● Action item
For the entries below, how many lines include the word "list"? Give the figure and nothing more.

● Stored dataset items

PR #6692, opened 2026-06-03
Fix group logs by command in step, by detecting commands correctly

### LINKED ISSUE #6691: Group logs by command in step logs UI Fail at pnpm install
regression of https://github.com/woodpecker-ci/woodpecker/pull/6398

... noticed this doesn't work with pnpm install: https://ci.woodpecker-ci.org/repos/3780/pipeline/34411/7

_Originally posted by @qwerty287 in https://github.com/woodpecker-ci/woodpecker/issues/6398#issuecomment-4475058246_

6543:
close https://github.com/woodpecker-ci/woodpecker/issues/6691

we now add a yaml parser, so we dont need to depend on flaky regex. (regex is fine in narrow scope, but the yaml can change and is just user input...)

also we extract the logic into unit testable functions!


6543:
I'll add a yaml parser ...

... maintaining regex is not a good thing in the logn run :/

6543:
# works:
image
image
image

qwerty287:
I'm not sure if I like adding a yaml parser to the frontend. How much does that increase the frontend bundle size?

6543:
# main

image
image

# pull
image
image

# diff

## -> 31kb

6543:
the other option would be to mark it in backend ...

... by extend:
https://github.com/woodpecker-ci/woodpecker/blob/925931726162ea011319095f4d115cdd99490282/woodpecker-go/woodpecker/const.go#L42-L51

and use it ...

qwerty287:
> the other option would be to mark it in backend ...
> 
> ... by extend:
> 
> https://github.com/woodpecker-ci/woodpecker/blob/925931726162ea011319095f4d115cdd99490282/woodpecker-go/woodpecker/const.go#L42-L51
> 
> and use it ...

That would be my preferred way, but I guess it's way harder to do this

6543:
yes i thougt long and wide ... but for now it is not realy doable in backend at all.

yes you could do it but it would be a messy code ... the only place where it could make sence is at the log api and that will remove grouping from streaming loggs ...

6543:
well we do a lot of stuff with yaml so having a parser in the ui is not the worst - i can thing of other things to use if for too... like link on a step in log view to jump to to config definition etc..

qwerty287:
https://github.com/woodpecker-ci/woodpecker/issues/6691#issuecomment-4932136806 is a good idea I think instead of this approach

...

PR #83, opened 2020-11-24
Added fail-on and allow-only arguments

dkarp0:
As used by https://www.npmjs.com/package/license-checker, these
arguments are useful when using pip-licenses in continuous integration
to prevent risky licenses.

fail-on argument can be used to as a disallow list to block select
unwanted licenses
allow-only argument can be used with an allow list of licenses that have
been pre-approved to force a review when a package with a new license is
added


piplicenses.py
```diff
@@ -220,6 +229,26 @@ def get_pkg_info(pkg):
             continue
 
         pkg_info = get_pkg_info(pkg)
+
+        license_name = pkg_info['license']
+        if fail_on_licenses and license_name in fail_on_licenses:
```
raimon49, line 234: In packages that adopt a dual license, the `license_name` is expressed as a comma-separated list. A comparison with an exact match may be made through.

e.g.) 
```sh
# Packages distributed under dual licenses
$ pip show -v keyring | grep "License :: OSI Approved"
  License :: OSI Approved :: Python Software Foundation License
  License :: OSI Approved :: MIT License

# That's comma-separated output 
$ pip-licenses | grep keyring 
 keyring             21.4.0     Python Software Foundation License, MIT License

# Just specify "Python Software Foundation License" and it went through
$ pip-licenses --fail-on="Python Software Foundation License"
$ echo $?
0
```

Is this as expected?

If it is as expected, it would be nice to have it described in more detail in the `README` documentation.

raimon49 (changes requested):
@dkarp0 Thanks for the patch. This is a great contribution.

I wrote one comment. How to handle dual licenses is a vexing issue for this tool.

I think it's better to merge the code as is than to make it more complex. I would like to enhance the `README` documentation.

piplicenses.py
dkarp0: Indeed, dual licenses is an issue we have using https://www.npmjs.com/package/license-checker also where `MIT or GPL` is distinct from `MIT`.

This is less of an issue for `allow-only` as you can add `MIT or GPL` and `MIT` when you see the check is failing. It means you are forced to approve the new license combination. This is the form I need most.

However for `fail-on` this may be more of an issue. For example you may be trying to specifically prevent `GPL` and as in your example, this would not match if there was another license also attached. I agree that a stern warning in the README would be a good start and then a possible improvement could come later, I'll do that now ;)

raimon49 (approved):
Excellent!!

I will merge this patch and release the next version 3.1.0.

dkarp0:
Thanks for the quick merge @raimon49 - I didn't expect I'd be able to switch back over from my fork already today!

● Answer box
3